Let $E$ be the set of permutations of $X$ where all cycles have even length. Let $F$ be the set of ordered pairs $(f_1,f_2)$, where $f_1,f_2$ are both factors of $X$. I will define a bijection $\phi:E\to F$, with inverse $\psi:F\to E$, which proves that $|E|=|F|$. It should be clear that $|F|=(2k-1)!!$, completing the proof.

Given $\pi \in E$, let $(\sigma_1,\dots,\sigma_{2r})$ be a particular cycle of $\pi$. To be unambiguous, assume that $\sigma_1$ is the smallest element of $\{\sigma_1,\dots,\sigma_{2r}\}$. There are two cases:

• If $r=1$, then $\{\sigma_1,\sigma_2\}$ will be a pair in both $f_1$ and $f_2$.

• If $r\ge 2$, then the pairs $\{\{\sigma_1,\sigma_2\},\dots,\{\sigma_{2i-1},\sigma_{2i}\},\dots,\{\sigma_{2r-1},\sigma_{2r}\}\}$ will all occur in $f_1$, while the pairs $\{\{\sigma_2,\sigma_3\},\dots\{\sigma_{2r},\sigma_{2r+1}\},\dots,\{\sigma_{2r},\sigma_1\}\}$ will occur in $f_2$.

Repeating this for all cycles in $\pi$, both $f_1$ and $f_2$ will be factors. The pair of factors $(f_1,f_2)$ defined this way is the image $\phi(\pi)$.
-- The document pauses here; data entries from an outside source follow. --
Issue #659, opened 2024-01-26
Feature request: detect, parse punycode for DNS IDN objects


johnhtodd:
Any system that digests DNS data for more than a few hostnames will eventually get IDN names (https://unicode.org/faq/idn.html) in the data stream. This quickly presents problems for back-end data store and monitoring systems.

Systems may choose to keep IDN in their existing form, but having the ability to add fields which are encoded in punycode (https://en.wikipedia.org/wiki/Punycode) is desirable, as many DNS logging systems expect and use punycode to simplify management of handling IDN objects.

There are two three things which I think would be useful to have in Vector:
 - the ability to detect if a field contains characters which are present in IDN-formatted strings
 - the ability to convert IDN names into punycode from UTF-8
 - the ability to convert IDN names from punycode into UTF-8

There appear to be several existing Rust libraries which do this type of conversion. I don't know which have what desirable features or preferred licenses, so I won't make references here so as not to bias any search.

Notes: 
  - this is DNS-specific.  The conversion would have to be applied to each "zone cut" between periods, but portions of the name that do not have UTF-8 would not be translated.  So www.café.com would be www.xn--caf-dma.com as an example.
  -  lowercasing the name is automatically assumed.  So www.CAFé.com and www.cafÉ.com would also be www.xn--caf-dma.com

jszwedko:
Thanks for opening this @johnhtodd ! I agree this would make sense as a VRL function.

PR #672, opened 2024-02-05
feat(stdlib): add punycode encoding functions

esensar:
This adds `encode_punycode` and `decode_punycode` functions. It also adds tests to confirm `parse_url` function behavior when it comes to punycode.

Fixes: #659


esensar:
This adds punycode related functions. I have also realised that `parse_url` already handles that, so I have added a few tests to confirm it. The newly added crate for handling punycode was already a transitive dependency of the project (because of the use of `url` crate, and `idna` crate which handles punycode is a direct dependency of `url` and maintained in the same repository https://github.com/servo/rust-url).

johnhtodd:
I haven't tested this patch, so forgive me if this lazy request could be answered that way: What happens if a string not containing UTF-8 characters is run through the encode_punycode process?  Or a non-punycode string is run through decode_punycode?

esensar:
Right, I should have added some tests and examples to demonstrate that behavior. To answer your question, it will only encode whatever requires encoding, so for that reason the example (www.café.com) only encodes the café part.

I will add tests and examples with fully ASCII domains to make this more clear.

johnhtodd:
Thanks - more test cases are always good.  Very happy to see this feature.  I suspect it will have a better chance of approval as a PR if it also had documentation.

pront (commented):
Thank you @esensar, this looks good. 

Can you also add a VRL test [like this](https://github.com/vectordotdev/vrl/blob/main/lib/tests/tests/functions/parse_groks.vrl) that exercises both encode and decode?

jszwedko:
> Thank you @esensar, this looks good.
> 
> Can you also add a VRL test [like this](https://github.com/vectordotdev/vrl/blob/main/lib/tests/tests/functions/parse_groks.vrl) that exercises both encode and decode?

Additionally, could we add these new functions to the benchmarks in `benches/stdlib.rs`?

esensar:
> > Thank you @esensar, this looks good.
> > Can you also add a VRL test [like this](https://github.com/vectordotdev/vrl/blob/main/lib/tests/tests/functions/parse_groks.vrl) that exercises both encode and decode?
> 
> Additionally, could we add these new functions to the benchmarks in `benches/stdlib.rs`?

Yeah, I have added them now.

I have added both cases when there is nothing to encode/decode and with IDN strings, to confirm that cases when no encoding is needed are faster (an order of magnitude faster on my machine).

esensar:
I have added VRL tests as well, demonstrating encoding, decoding and combination with `parse_url` as well. I realized that I have made the function infallible accidentally, so I have updated that too.

lib/tests/tests/functions/punycode/encode_decode.vrl
```diff
@@ -0,0 +1,5 @@
+# object: { "host": "www.ليهمابتكلموشعربي؟.他们为什么不说中文" }
+# result: "www.ليهمابتكلموشعربي؟.他们为什么不说中文"
+
+encoded = encode_punycode!(.host)
+decode_punycode!(encoded)
```
pront, line 5: Thanks for adding this, looks good.

src/stdlib/decode_punycode.rs
```diff
@@ -0,0 +1,87 @@
...
+    value: Box<dyn Expression>,
+}
+
+impl FunctionExpression for DecodePunycodeFn {
+    fn resolve(&self, ctx: &mut Context) -> Resolved {
+        let value = self.value.resolve(ctx)?;
+        let string = value.try_bytes_utf8_lossy()?;
+
+        let (encoded, result) = idna::domain_to_unicode(&string);
+        result.map_err(|err| format!("unable to decode punycode: {err}"))?;
```
pront, line 57: 🥜 rename `err` to `errors`

src/stdlib/encode_punycode.rs
```diff
@@ -0,0 +1,98 @@
...
+    value: Box<dyn Expression>,
+}
+
+impl FunctionExpression for EncodePunycodeFn {
+    fn resolve(&self, ctx: &mut Context) -> Resolved {
+        let value = self.value.resolve(ctx)?;
+        let string = value.try_bytes_utf8_lossy()?;
+
+        let encoded = idna::domain_to_ascii(&string)
+            .map_err(|err| format!("unable to encode to punycode: {err}"))?;
```
pront, line 62: 🥜 rename `err` to `errors`

pront (approved):
Thank you for adding the tests!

Conversely, given factors $(f_1,f_2)$ on $X$, imagine a multi-graph with vertex set $X$ with exactly $2k$ edges, one edge for each pair occurring in $f_1$ or $f_2$. This is multigraph, because there could be some doubled edges, which occurs when $f_1$ and $f_2$ have a pair in common. This is a $2$-regular multigraph, so it can be partitioned into cycles. Furthermore, each cycle has a unique orientation, defined by saying that the smallest element $m$ of each cycle is succeeded in the orientation by the partner of $m$ in $f_1$. Furthermore, each cycle has even length, because a cycle must alternate between using edges from $f_1$ and $f_2$.

It is easy (and maybe a bit tedious) to verify that $\phi$ and $\psi$ are mutual inverses to each other.

Answer 2

The hint isn't needed to establish the first sentence of part (b). For that, consider the case where all cycles of a given permutation have even length; within each cycle, color the elements "red" and "blue" (however you like) in alternating fashion. It is then clear that the permutation takes the red set to the blue set and vice versa. Conversely, if the permutation swaps a $k$-element "red" set with a $k$-element "blue" set, then the same is evidently true within each cycle of the permutation: the cycle takes red elements to blue ones and vice versa. Therefore each cycle must be of even length.

That you found the hint mysterious is completely understandable. I did too at first. But the basic idea should be this: given a permutation $\sigma: X \to X$ all of whose cycles have even length, draw an arrow from $x$ to $\sigma(x)$ for every $x \in X$, then pick a representative element in each cycle, and color the arrows alternately red and blue (say you color each arrow out of a representative element red). The red arrows give you a bipartite graph, from a subset $X_1$ of $k$ elements of all $2k$ elements of $X$, to its complementary subset $X_2$, also with $k$ elements. The blue arrows do the same, giving a bipartite graph from $X_2$ to $X_1$. These bipartite graphs are really the same as factors, and this gives you the correspondence. Notice that the permutation can be recovered from the pair of bipartite graphs.

There's a different way to calculate the number of permutations on a $2k$-element set all of whose cycles have even length, using egfs (exponential generating functions) $\sum_{n \geq 0} a_n x^n/n!$. The egf $g(x)$ whose coefficients $a_n$ count the number of necklaces or cycle structures of even length greater than zero is

$$\frac{x^2}{2} + \frac{x^4}{4} + \frac{x^6}{6} + \ldots = \frac1{2} \log(1 - x^2)$$ and then the coefficients of

$$\exp(g(x)) = (1 - x^2)^{1/2}$$

count the number of ways of decomposing a set into parts, each of which has an even necklace structure. Via the cycle decomposition, this is exactly what we are trying to count. But the coefficients $b_n$ of

$$\sum_{n \geq 0} \frac{b_n x^n}{n!} = (1 - x^2)^{1/2}$$

are $b_{2n} = [(2n-1)!!]^2$ (else $0$), as is easily seen from the binomial expansion, and this gives a second way of establishing the second part of (b).